_Task instructions_: Please count the lines below that contain the word "from", and reply with that number alone.

_Dataset extract_:
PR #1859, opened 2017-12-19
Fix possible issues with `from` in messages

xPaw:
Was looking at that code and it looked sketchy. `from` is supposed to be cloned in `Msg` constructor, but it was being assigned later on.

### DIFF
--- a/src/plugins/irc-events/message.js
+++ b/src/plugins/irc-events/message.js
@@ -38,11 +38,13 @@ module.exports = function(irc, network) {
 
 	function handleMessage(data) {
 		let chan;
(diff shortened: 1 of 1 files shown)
--
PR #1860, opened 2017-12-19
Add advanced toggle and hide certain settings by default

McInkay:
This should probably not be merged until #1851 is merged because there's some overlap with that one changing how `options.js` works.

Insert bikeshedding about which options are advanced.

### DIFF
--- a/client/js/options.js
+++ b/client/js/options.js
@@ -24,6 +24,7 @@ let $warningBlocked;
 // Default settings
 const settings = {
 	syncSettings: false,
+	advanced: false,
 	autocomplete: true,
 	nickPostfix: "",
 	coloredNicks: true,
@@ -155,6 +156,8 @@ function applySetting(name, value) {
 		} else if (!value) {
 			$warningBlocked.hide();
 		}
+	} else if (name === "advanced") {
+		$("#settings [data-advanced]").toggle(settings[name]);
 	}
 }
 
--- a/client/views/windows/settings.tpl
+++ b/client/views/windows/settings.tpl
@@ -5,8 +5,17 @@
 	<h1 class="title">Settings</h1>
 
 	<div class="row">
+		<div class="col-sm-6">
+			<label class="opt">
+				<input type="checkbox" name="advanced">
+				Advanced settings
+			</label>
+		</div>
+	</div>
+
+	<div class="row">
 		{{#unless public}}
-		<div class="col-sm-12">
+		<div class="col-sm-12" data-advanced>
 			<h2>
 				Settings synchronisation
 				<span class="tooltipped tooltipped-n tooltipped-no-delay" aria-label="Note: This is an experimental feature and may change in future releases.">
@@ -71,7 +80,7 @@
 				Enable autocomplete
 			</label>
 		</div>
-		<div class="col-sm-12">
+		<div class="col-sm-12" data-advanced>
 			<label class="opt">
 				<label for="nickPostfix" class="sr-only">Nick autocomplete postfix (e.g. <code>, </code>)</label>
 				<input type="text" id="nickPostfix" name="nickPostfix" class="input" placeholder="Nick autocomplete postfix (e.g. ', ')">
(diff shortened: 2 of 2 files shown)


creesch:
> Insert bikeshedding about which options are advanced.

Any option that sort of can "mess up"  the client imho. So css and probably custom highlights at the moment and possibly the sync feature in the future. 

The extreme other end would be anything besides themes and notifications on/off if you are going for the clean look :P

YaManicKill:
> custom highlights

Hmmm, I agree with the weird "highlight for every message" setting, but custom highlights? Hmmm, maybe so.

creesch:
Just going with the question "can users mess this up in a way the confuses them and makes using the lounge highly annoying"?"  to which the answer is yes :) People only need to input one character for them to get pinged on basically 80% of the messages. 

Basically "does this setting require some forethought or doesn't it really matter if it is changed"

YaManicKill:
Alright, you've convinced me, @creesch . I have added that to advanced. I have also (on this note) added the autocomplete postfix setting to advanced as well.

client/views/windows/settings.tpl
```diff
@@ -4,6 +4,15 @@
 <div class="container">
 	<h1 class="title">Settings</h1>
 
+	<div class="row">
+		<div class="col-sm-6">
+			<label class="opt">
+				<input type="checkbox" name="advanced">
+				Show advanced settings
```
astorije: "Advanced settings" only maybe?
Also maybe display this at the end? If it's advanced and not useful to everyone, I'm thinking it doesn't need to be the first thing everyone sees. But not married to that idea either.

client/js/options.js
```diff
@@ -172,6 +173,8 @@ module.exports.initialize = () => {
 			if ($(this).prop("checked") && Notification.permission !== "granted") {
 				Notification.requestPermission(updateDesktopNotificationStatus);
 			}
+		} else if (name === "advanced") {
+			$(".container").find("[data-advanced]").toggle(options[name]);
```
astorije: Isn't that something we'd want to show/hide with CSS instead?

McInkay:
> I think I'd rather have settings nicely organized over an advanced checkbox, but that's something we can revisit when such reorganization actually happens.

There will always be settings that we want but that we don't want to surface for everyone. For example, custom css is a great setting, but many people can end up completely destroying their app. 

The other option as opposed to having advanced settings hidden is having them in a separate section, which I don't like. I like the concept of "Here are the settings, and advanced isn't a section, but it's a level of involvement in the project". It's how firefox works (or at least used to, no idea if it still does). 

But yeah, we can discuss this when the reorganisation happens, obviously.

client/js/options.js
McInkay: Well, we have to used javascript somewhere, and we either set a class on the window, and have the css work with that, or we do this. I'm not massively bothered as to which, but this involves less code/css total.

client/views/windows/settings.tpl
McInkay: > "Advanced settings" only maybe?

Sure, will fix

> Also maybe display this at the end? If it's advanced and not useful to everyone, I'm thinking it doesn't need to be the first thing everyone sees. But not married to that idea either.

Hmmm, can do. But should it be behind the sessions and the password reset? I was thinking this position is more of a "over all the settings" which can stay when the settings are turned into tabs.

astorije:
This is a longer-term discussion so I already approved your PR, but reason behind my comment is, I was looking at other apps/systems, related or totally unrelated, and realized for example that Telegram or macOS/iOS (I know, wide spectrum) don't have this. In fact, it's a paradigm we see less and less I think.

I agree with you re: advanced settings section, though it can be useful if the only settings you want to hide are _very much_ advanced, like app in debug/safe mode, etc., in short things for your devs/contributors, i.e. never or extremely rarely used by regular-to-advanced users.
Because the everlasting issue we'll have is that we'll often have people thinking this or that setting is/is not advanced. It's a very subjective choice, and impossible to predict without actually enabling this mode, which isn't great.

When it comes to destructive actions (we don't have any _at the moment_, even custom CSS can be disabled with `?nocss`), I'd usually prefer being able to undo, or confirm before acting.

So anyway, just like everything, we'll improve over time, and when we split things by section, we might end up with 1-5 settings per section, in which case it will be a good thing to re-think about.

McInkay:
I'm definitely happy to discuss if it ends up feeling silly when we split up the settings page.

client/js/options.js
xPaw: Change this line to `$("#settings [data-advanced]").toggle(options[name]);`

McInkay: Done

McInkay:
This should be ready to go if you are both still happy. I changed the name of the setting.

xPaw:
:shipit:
==
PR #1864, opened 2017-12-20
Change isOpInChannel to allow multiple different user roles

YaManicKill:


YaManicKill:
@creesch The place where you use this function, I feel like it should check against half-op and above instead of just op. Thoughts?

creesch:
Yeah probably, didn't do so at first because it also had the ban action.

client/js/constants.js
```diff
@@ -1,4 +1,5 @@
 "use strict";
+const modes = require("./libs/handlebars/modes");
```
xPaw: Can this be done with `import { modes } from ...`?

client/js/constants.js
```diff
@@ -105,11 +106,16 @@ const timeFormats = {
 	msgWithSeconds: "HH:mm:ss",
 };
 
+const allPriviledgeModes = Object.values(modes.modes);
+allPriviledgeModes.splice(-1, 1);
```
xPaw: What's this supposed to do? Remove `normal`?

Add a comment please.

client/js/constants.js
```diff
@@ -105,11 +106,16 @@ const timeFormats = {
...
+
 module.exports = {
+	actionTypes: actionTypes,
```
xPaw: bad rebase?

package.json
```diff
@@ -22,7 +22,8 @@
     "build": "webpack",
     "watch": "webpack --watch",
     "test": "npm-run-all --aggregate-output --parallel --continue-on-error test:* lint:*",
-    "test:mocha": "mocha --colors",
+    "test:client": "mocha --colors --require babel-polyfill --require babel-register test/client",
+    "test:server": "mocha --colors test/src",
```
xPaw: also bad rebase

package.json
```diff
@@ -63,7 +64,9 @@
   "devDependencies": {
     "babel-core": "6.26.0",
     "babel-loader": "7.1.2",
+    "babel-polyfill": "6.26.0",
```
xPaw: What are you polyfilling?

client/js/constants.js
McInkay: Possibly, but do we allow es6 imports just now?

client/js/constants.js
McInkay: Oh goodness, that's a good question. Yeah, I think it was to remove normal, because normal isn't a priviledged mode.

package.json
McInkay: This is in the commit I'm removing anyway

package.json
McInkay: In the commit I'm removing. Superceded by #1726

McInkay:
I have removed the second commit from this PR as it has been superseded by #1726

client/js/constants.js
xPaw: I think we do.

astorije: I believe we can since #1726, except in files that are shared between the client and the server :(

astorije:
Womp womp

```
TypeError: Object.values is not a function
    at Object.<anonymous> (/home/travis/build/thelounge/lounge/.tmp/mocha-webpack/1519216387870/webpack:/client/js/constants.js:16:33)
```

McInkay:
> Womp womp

_Exercise response_: 4